Otherness for Haraway is not an absence or rejection of the things that make us what we are, but are precisely what we are. The human and animal distinction is perhaps not a distinction at all, as our ‘self’s’ are dispersed and modular pieces. In the same way a seeing eye dog is a sort of piece of us, as indispensable as an appendage, so are we to the dog. In this difference but simultaneously this modularity that puts into question the line many philosophers have drawn between man and animal. Take Kantian ideas of rationality and desire, that human beings to be fully human or morally good (which are often times people take to be synonymous with each other) must disregard all desire and must instead replace it with reason. To be fully human is to be in accordance with the freedom to make rational choices  and not be a slave to desire. Animals here are tantamount to automatons, to things.
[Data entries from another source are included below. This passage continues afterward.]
Issue #1842, opened 2024-06-05
[New Epic Feature] Create a new campaign request from website


Juicebgs:
### Which area(s) of Podkrepi.bg are affected? (leave empty if unsure)

Campaigns

### Describe the feature you'd like to request

**First things first**: In order to better understand this feature, you will need to know the main stakeholders and terms. You can find information [here ](https://docs.podkrepi.bg/general/architecture/glossary). The text is in Bulgarian, you can user Google translate if you need help with the translation 

 **Current workflow**: If somebody wants to start a campaign on podkrepi.bg website, he or she starts by filling in a Google form. The form can be found [here](https://docs.google.com/forms/d/1qHCnuR-1Fe44ZZ7hlbIkGtjoVd6j6LiAXfSw-ugO1ZM/viewform?edit_requested=true#response=ACYDBNiiizeOU37Jq0XDMYAHEvARvp7xrJBQ-L3pewVdRyfwx1CIofM5au9Sa7j4njvs36c). 

The form is than assigned to a member of campaigns "department" and the volunteer initiates all the necessary steps to ensure that the form is correctly filled out, there is enough information about the campaign, finances, gathers expert opinion (if needed). This is done by updating the information in a Google Sheet - a template can be found [here](https://docs.google.com/spreadsheets/d/1g-ifDIzIhJJpetiypHxrC-IJNgDiPABPgqKfIn3yiw0/edit?usp=sharing), adding documentes to Google Drive and exchanging emails, phone calls and/ or meeting with the organizer of the campaign or experts on the campaign subject. Tasks are tracked via Trello Board. 

After all the information has been gathered and checked (which can take multiple iterations with the Organizers), three members of the Podkrepi.bg Board should approve the start of the campaign. 

**Our task**: Our task here is to enable Organizers to create a new Campaign Request from podkrepi.bg website and be able to edit the Request following off-system communication with podkrepi.bg volunteers. We will need to create a MVP of the process (basic features only). In time with additional feature requests we will expand this feature to include additional user stories. The main task, though, is to have a working Campaign Request form in the platform and Campaigns team to be able to oversee the Campaign approval process through the platform's admin panel. 

  

### Describe the solution you'd like

**Design**: Campaign Request creation prototype can be found [here](https://www.figma.com/file/MmvFKzUv6yE5U2wrOpWtwS/Podkrepi.bg?node-id=7690%3A23718)
[...]

PR #1863, opened 2024-06-24
feat: create campaign application organizer form (Epic #1842)

teodorazhelyazkova:
Create campaign application organizer form connected to [Epic #1842](https://github.com/podkrepi-bg/frontend/issues/1842)
I have used for reference the `src/components/client/support-form/SupportForm.tsx`

### Steps to test

1. Login as normal user
2. Visit `http://localhost:3040/campaigns/application`


src/components/client/campaign-application/helpers/campaignApplicationFormActions.styled.tsx
```diff
@@ -28,8 +27,7 @@ export const ActionButton = styled(Button)(() => ({
   padding: theme.spacing(1, 5),
```
gparlakov, line 27: It looks like a lot of repetition here. Can we do something about that? Have a button and variations for the button with only the changed styles?

src/components/client/campaign-application/helpers/validation-schema.ts
```diff
@@ -0,0 +1,30 @@
...
+import {
+  CampaignApplicationFormDataSteps,
+  CampaignApplicationOrganizer,
+  Steps,
+} from './campaignApplication.types'
+
+const organizer: yup.SchemaOf<CampaignApplicationOrganizer> = yup
+  .object()
+  .shape({
+    firstName: name.required(),
```
gparlakov, line 14: Organizer name will be a single string. Checkout the https://dev.podkrepi.bg/swagger#/campaign-application/CampaignApplication.create schema

gparlakov: Also - these values (name, email and phone ) should be prefilled from the current user. Please create a task for this over at https://github.com/users/gparlakov/projects/1/views/1

src/components/client/campaign-application/helpers/campaignApplicationFormActions.styled.tsx
teodorazhelyazkova: @gparlakov No, because all of the styled components wrap a different component underneath (Button, LinkButton, SubmitButton) and the styled() utility cannot take as params more than one component.

src/components/client/campaign-application/helpers/validation-schema.ts
teodorazhelyazkova: > Organizer name will be a single string. Checkout the https://dev.podkrepi.bg/swagger#/campaign-application/CampaignApplication.create schema

Done

src/components/client/campaign-application/helpers/campaignApplicationFormActions.styled.tsx
gparlakov: @teodorazhelyazkova would it not work if we were to 
```ts
const common = {
  padding: theme.spacing(1,5),
  color: 'black'
 }
 
 export const ActionButton = styled(Button)(() => ({ 
    ...common,
    my-different: style-here
   })
   ```

Comment (teodorazhelyazkova) [reply src/components/client/campaign-application/helpers/campaignApplicationFormActions.styled.tsx]: You are right, it works. I've changed it.

**Review by gparlakov — COMMENTED** [review]
Looks good to me

**Review by sashko9807 — APPROVED** [review]
On the style repetitiveness topic, there is no rule saying that each component we want to style should be a styled component. You can have single single styled wrapper, and define the styles of all child components , through CSS selectors(elements, classes etc..).  


For example you could have something like
```tsx
export const OrganizerDataStepStyled = styled(Grid)(() => ({
 '& .header': {
     fontSize: theme.typography.pxToRem(18)
     ....
  },
 'input': {
     fontSize: theme.typography.pxToRem(18)
     borderRadius: 10
    .....
  },
 'button': {
  padding: theme.spacing(1, 5),
  border: `1px solid ${theme.palette.common.black}`,
  borderRadius: theme.borders.round,
  color: theme.palette.common.black,
  fontSize: theme.typography.pxToRem(15),
  fontWeight: 800,
  }
})
```

Then you use it like this
```tsx
//OrganizerDataStepStyled inherits all properties of the Grid component
<OrganizerDataStepStyled container>
<Header className={'header'}>Something nice</Header>
<Button variant='outline'>Go back</Button>
<Button variant='contained'>Save and continue</Button>
</OrganizerDataStepStyled>
```

You can find this pattern used in the codebase to get the idea. Quick example I found is [CampaignNewsList.tsx](https://github.com/podkrepi-bg/frontend/blob/9552937a1e39f1f006af87c417403881f1c780ca/src/components/client/campaign-news/CampaignNewsList.tsx#L33)

P.S. This comment was just to give you an idea of alternative solution on how to work with MUI's styled components. We don't have a strict policy(at least for now), when it comes to building patterns for react component, thus feel free to use the pattern which comes more natural/logical to you.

Yet Harraway points out this framing of animals as mere things,  misses the very fact that without dogs,cats,cows,chickens,etc , the human race would not be human at all. 

 

What Harraway seeks to do is not to anthropomorphize, to flip the Kantian idea, to say perhaps “we are the real animals, and my dog is my brethren” , as that simply reinstates the trap of interpellation. It seeks simply to ascribe human subjectivity back on to the animal when what Harraway wants is much like other thinkers: an empathetic embrace of difference. To understand ourselves, we must understand the other, and to understand the other we must understand ourselves in relation. Yet, that takes a compassion and empathy that is precisely lacking in the way scientists and philosophers have so often framed the opposition.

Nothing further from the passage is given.